··· EXERCISE MATERIALS ···
PR #986, opened 2026-07-31
fix(review): stop the security floor tier emitting fabricated criticals (prose SQL, test fixtures, comment bodies)

### LINKED ISSUE #984: review-ci floor tier emits a fabricated critical: file-length finding merged with SQL-injection metadata (CWE-89 on a help string)
## Summary

`harness review-ci` (floor-only tier, no `ANTHROPIC_API_KEY`) emitted a **single finding whose metadata and body come from two different findings**. The result is a confidently-labelled `critical` / `security` / CWE-89 SQL-injection finding pointing at a line with no SQL in it, which **blocks the PR**.

Observed on PR #983, run [30596263261](https://github.com/Intense-Visions/harness-engineering/actions/runs/30596263261).

## The finding, verbatim

```json
{
  "title": "[architecture, security] Potential SQL injection via string concatenation",
  "domain": "security",
  "severity": "critical",
  "cweId": "CWE-89",
  "owaspCategory": "A03:2021 Injection",
  "confidence": "high",
  "trustScore": 56,
  "validatedBy": "heuristic",
  "subagent": "typescript-strict",
  "rationale": "Past 400 lines a single TypeScript file typically encodes more than one responsibility. Adding to it compounds the burden on future readers and reviewers.",
  "suggestion": "Identify two responsibilities and split the larger one into a new module. A new file with a clear name reads better than a longer file with vague boundaries.",
  "evidence": [
    "File has 442 lines (threshold: 300)",
    "File length: 442 lines",
    "Line 409: 'never create a ticket for a row lacking an externalId (report the skip instead) — ' +"
  ],
  "remediation": "Use parameterized queries or a query builder (e.g., Knex, Prisma) instead of string concatenation."
}
```

## Why it's wrong

The `rationale`, `suggestion`, and first two `evidence` entries are a **file-length** finding (442 lines vs a 300 threshold). The `title`, `domain`, `severity`, `cweId`, `owaspCategory`, and `remediation` are a **SQL-injection** finding. They have been merged into one object.

The cited line is a `commander` option description:

```ts
.option(
  '--no-create',
  'never create a ticket for a row lacking an externalId (report the skip instead) — ' +
    'an unattended job must not invent issues'
)
```

`packages/cli/src/commands/roadmap/sync.ts` contains **no SQL, no database access, and no query construction of any kind** — it is a CLI command definition. The only thing it shares with the SQL-injection heuristic is a `+` between two string literals.

## Why this matters more than a cosmetic mislabel

1. **It blocks merges on a fabricated critical.** `severity: critical` + `domain: security` is the strongest signal the tool can emit, spent on a help string.
2. **It is unfalsifiable from the report alone.** A reviewer reading "critical SQL injection, CWE-89, confidence high" has no way to tell it's spurious without opening the file. `trustScore: 56` and `validatedBy: "heuristic"` are the only hints, and they are buried under a `confidence: "high"` that contradicts them.
3. **It teaches people to ignore security findings.** One fabricated critical does more damage to the gate's credibility than ten missed real ones, because the next genuine CWE-89 gets waved through as "probably that string-concat false positive again."
4. **It fires precisely where verification is weakest** — the floor-only path, with `skipReason: "LLM tier skipped — secret ANTHROPIC_API_KEY not set (floor-only)"`. The tier least able to sanity-check itself is the one emitting `critical`.

## Suspected cause

A finding-aggregation step in the floor tier is merging or aliasing objects — most likely reusing/mutating a shared finding object, or zipping heuristic hits to metadata by index when the two lists differ in length. Both findings appear to originate from the `typescript-strict` subagent on the same file, which is consistent with an index-misalignment inside one subagent's result set rather than a cross-subagent merge.

## Suggested fixes

- [ ] Find and fix the aggregation bug (deep-copy findings, or key metadata to a finding id instead of position). A regression test with two heuristic hits on one file, asserting each keeps its own title/severity/CWE, would lock it.
- [ ] **Add an invariant check before emitting**: a finding whose `domain`/`cweId` implies a vulnerability class must carry evidence consistent with that class. A CWE-89 finding whose only evidence is "file length: 442 lines" should be dropped or downgraded, not published as `critical`.
- [ ] **Reconcile `confidence` with `validatedBy`/`trustScore`.** `validatedBy: "heuristic"` with `trustScore: 56` should not surface as `confidence: "high"`. Heuristic-only findings arguably shouldn't be able to reach `critical` at all without the LLM tier confirming them.
- [ ] Consider whether the floor tier should be allowed to **block** on `security`/`critical` at all when the LLM tier was skipped — or whether it should report and let a human adjudicate.

## Note on the legitimate signal inside it

The file-length half is a **real** finding — the file is 441 lines against a 300-line threshold, and splitting it is reasonable. That part will be addressed in PR #983. It is only the SQL-injection framing that is fabricated. Worth noting because a naive "false positive → suppress it" response would also suppress the true finding underneath.

bstevenski-capillary:
Closes #984.

## What this fixes

`review-ci`'s floor tier was emitting **blocking `critical` security findings for strings that cannot reach any sink**. Two distinct false-positive classes, both observed on real PRs:

1. **Prose that uses a SQL keyword as an English word.** A `commander` help string — `'never create a ticket for a row lacking an externalId … ' +` — was reported as `critical` CWE-89 SQL injection, purely because "create" whole-word-matches `CREATE` and the literal is followed by `+`. Whole-word matching already spared inflected forms ("created"/"updated"); the bare stem was the hole.
2. **Fixtures and documentation.** A test that proves a detector *fires* must contain the vulnerable shape as data, and a JSDoc documenting the shape a rule detects necessarily contains it too. Both were scanned, so **any PR touching a security test or its docs self-flagged** — including this file's own JSDoc, reported as a critical CWE-89.

## The fix, per detector

- **SQL:** a statement keyword alone is not evidence of SQL. Real queries pair one with a **structural companion** (`SELECT … FROM`, `INSERT INTO`, `UPDATE … SET`, `DELETE FROM`, `… TABLE/JOIN/VALUES`); prose essentially never does. Requiring both inside the same literal keeps every genuine injection shape firing and drops the prose class.
- **eval / shell / SQL:** already gated on `isCodeFile`; now also skip **comment lines** (`//`, `/*`, `*` JSDoc bodies).
- **Secrets — the fourth detector, which had neither guard:** now skips test files and comment bodies.

### One deliberate asymmetry

The secrets detector still does **not** gate on `isCodeFile`. A credential in a dotenv or shell file is a real leak, whereas `eval(`, backtick-`exec(` and SQL concatenation are code constructs. Restricting it would lose coverage, not noise.

**Scope caveat, measured rather than assumed:** `SECRET_PATTERNS` key off an assignment shape (`<name> = "<value>"`), so a dotenv/shell line **is** matched while a YAML mapping (`apiKey: "..."`) is **not**. I wrote a comment claiming YAML coverage, the test written to prove it failed, and I corrected the comment rather than the expectation. The wider file scope is real but narrower than "all config files" — that YAML gap is pre-existing and left for its own issue rather than widened inside a false-positive PR.

## Tests — both directions

35 passing in `security-agent.test.ts`, including four new cases pinning that the guards **cannot over-suppress**:

- a fake key in a test fixture → no finding
- an example key in a JSDoc body → no finding
- a real hardcoded key in `src/` → **still `critical`**
- a real key in a non-code file (`.env.example`) → **still fires**

## Why this matters beyond the noise

The floor tier runs when `ANTHROPIC_API_KEY` is unset, so the tier least able to sanity-check itself was publishing `critical` / `confidence: high` findings carrying `validatedBy: heuristic` and `trustScore: 56`. One fabricated critical costs more than ten missed real ones, because the next genuine CWE-89 gets waved through as "probably that string-concat thing again."

#984 also suggests two structural hardenings **not** done here: an invariant that a finding claiming a vulnerability class must carry evidence consistent with that class, and reconciling `confidence` with `validatedBy`/`trustScore`. Worth doing separately; this PR fixes the detectors.

## Provenance

Both commits were originally authored on the `roadmap sync` branch (#983) while investigating why that PR's `required-review` gate was red. Mixing a review-engine change into a roadmap-CLI PR was a packaging mistake, so they were moved here and #983 was force-pushed back to roadmap-only scope (no reviews had been submitted, so nothing was invalidated). #983 is unaffected and independently green apart from the gate this PR fixes.

### DIFF
--- a/.changeset/security-agent-sql-prose-fp.md
+++ b/.changeset/security-agent-sql-prose-fp.md
@@ -1,0 +1,34 @@
+---
+'@harness-engineering/core': patch
+---
+
+fix(review): stop the SQL-injection heuristic firing on prose that uses a SQL keyword as a word
+
+The security review agent's CWE-89 heuristic reported a **critical** SQL-injection
+finding for a `commander` help string:
+
+```
+'never create a ticket for a row lacking an externalId (report the skip instead) — ' +
+```
+
+There is no SQL there. The pattern matches case-insensitively, so the ordinary
+English word "create" whole-word-matched the `CREATE` keyword, and the literal is
+followed by `+`. Whole-word matching already spared inflected forms
+("created"/"updated"); the bare stem was the hole. This is the same class of
+false positive as issue #657 — whose string-boundary fix was necessary but not
+sufficient — and it produced a `critical` finding with `trustScore: 49` on a PR
+containing no database code at all.
+
+A statement keyword alone is not evidence of SQL. Real queries pair one with a
+**structural companion** token (`SELECT … FROM`, `INSERT INTO`, `UPDATE … SET`,
+`DELETE FROM`, `CREATE`/`ALTER`/`DROP TABLE`, `… JOIN`, `… VALUES`); prose
+essentially never does. Both the concatenation and template-literal alternatives
+now require a keyword **and** a companion inside the same literal.
+
+Every genuine injection shape still fires (verified by parametrized tests for
+`INSERT INTO`, `UPDATE … SET`, `DELETE FROM`, and an interpolated
+`SELECT … JOIN … WHERE`), and the prose class is gone — including a regression
+test pinned to the verbatim line that blocked the PR. The pre-existing
+nested-quote blind spot (`"INSERT INTO t VALUES ('" + name + "')"`, which the
+`[^"']` class cannot span) is now documented as a known limitation rather than
+left implicit; it was not introduced by this change.
--- a/.changeset/security-agent-sql-prose-fp.md
+++ b/.changeset/security-agent-sql-prose-fp.md
@@ -2,33 +2,46 @@
 '@harness-engineering/core': patch
 ---
 
-fix(review): stop the SQL-injection heuristic firing on prose that uses a SQL keyword as a word
+fix(review): stop the security floor tier emitting fabricated criticals (#984)
 
-The security review agent's CWE-89 heuristic reported a **critical** SQL-injection
-finding for a `commander` help string:
+The no-LLM security floor was reporting blocking `critical` findings for strings
+that cannot reach any sink. Three false-positive classes, all observed on real PRs:
 
-```
-'never create a ticket for a row lacking an externalId (report the skip instead) — ' +
-```
+- **Prose using a SQL keyword as an English word.** A `commander` help string —
+  `'never create a ticket for a row lacking an externalId … ' +` — was reported
+  as critical CWE-89 because "create" whole-word-matches `CREATE` and the
+  literal is followed by `+`. Same class as issue #657, whose string-boundary
+  fix was necessary but not sufficient.
+- **Test fixtures.** A test proving a detector fires must contain the vulnerable
+  shape as data, so any PR touching a security test self-flagged.
+- **Comment bodies.** A JSDoc documenting the shape a rule detects necessarily
+  contains it; the rule's own JSDoc was reported as a critical CWE-89.
 
-There is no SQL there. The pattern matches case-insensitively, so the ordinary
-English word "create" whole-word-matched the `CREATE` keyword, and the literal is
-followed by `+`. Whole-word matching already spared inflected forms
-("created"/"updated"); the bare stem was the hole. This is the same class of
-false positive as issue #657 — whose string-boundary fix was necessary but not
-sufficient — and it produced a `critical` finding with `trustScore: 49` on a PR
-containing no database code at all.
+The fixes:
 
-A statement keyword alone is not evidence of SQL. Real queries pair one with a
-**structural companion** token (`SELECT … FROM`, `INSERT INTO`, `UPDATE … SET`,
-`DELETE FROM`, `CREATE`/`ALTER`/`DROP TABLE`, `… JOIN`, `… VALUES`); prose
-essentially never does. Both the concatenation and template-literal alternatives
-now require a keyword **and** a companion inside the same literal.
+- **SQL: ordered statement shapes.** A statement keyword alone is not evidence
+  of SQL. The pattern now requires an ordered shape (`SELECT … FROM`,
+  `INSERT INTO`, `UPDATE … SET`, `DELETE FROM`, `CREATE/ALTER/DROP TABLE`,
+  `UNION SELECT`) inside a concatenated string literal or an interpolated
+  template literal. The vocabulary deliberately mirrors `SQL_QUERY_SHAPE` in
+  `finding-integrity.ts`, so nothing the floor emits is downgraded by the
+  Phase 5.75 integrity invariant (#989) — one definition of "looks like SQL",
+  not two. The template alternative does not require a closing backtick, so the
+  opening line of a multi-line template query still fires.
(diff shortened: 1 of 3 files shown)


chadjw (dismissed):

chadjw:
## Code review (harness-code-review, deep tier) + fixes applied

**Assessment: Request Changes → fixed in d9f92c125** (rebased onto main; the branch was 9 commits behind, which also explains the earlier doc-drift `harness` check failure on files this PR never touched).

Five review agents (bug, security, adversarial, compliance/architecture, typescript-strict) ran against the diff; every finding below was verified by executing the actual regexes, old vs new.

### Important findings (all fixed)
1. **SQL recall regressions**: the keyword+companion rewrite silently dropped split-literal queries (`"SELECT " + cols + " FROM users"`), multi-line concatenated queries, and multi-line template literals (the new template alternative required a closing backtick on the same line — the old one didn't). The JSDoc/changeset claim "every genuine injection shape still fires" was false.
2. **`WHERE` sat in both the template-keyword and companion lists**, so one prose word satisfied both lookaheads — ```logger.info(`this is where ${x} lives`)``` still fired as critical CWE-89.
3. **#989 semantic divergence**: the unordered keyword×companion vocabulary fired on shapes (`SELECT … WHERE` with no `FROM`) that main's `finding-integrity` Phase 5.75 immediately downgrades — two definitions of "looks like SQL".
4. **`isCommentLine` under-scanned**: `/**/ eval(x)`, `*/ code`, and generator members (`*run() { … }`) were skipped by all four detectors, while its JSDoc claimed it "can only over-scan, never under-scan". A uniform 4-char prefix could silence the whole floor.
5. **Secrets guards applied JS conventions to every file type**: `.env.test.local` (live staging creds by convention) and a key in a Markdown `*` bullet became invisible.

### The fix
- SQL pattern now requires **ordered statement shapes** (`SELECT…FROM`, `INSERT INTO`, `UPDATE…SET`, `DELETE FROM`, `CREATE/ALTER/DROP TABLE…`, `UNION SELECT`) mirroring `finding-integrity`'s `SQL_QUERY_SHAPE` — one vocabulary, and a new cross-layer test asserts detector output survives `enforceFindingIntegrity` undowngraded. Closing backtick no longer required (multi-line template queries fire again).
- `isCommentLine` skips **comment-only** lines; trailing-`//` strip is URL-safe (`(?<!:)//` — the old `indexOf('//')` truncated at `https://`, a pre-existing hole).
- Test-file markers + comment syntax now apply **only to code-extension files**; secrets keep the wider file scope.
- `isCodeFile` → `isScannableSourceFile` (sibling `bug-agent.ts` has an `isCodeFile` with different semantics).
- Split-literal / multi-line-concat misses are **documented and pinned as must-miss tests** rather than claimed away — loosening the shape to line level would resurrect the concatenated-help-string prose FP class this PR exists to kill.

51 tests (was 35), all green; `tsc --noEmit` clean; full `tests/review/` suite (482) green against merged main.

### Deliberate trade-off left in place
A real credential pasted into a `*.test.ts` is still skipped by the secrets detector — there's no mechanical way to tell it from the fake keys security tests must contain. Now documented in the detector JSDoc as LLM-tier territory rather than implied to be safe.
···
▶ WHAT IS REQUIRED
Write out only the lines that run from the line containing "the whole floor." through the line containing "a pre-existing hole).", both included, exactly as they appear above.

▶ REPLY TO THE EXERCISE
4. **`isCommentLine` under-scanned**: `/**/ eval(x)`, `*/ code`, and generator members (`*run() { … }`) were skipped by all four detectors, while its JSDoc claimed it "can only over-scan, never under-scan". A uniform 4-char prefix could silence the whole floor.
5. **Secrets guards applied JS conventions to every file type**: `.env.test.local` (live staging creds by convention) and a key in a Markdown `*` bullet became invisible.

### The fix
- SQL pattern now requires **ordered statement shapes** (`SELECT…FROM`, `INSERT INTO`, `UPDATE…SET`, `DELETE FROM`, `CREATE/ALTER/DROP TABLE…`, `UNION SELECT`) mirroring `finding-integrity`'s `SQL_QUERY_SHAPE` — one vocabulary, and a new cross-layer test asserts detector output survives `enforceFindingIntegrity` undowngraded. Closing backtick no longer required (multi-line template queries fire again).
- `isCommentLine` skips **comment-only** lines; trailing-`//` strip is URL-safe (`(?<!:)//` — the old `indexOf('//')` truncated at `https://`, a pre-existing hole).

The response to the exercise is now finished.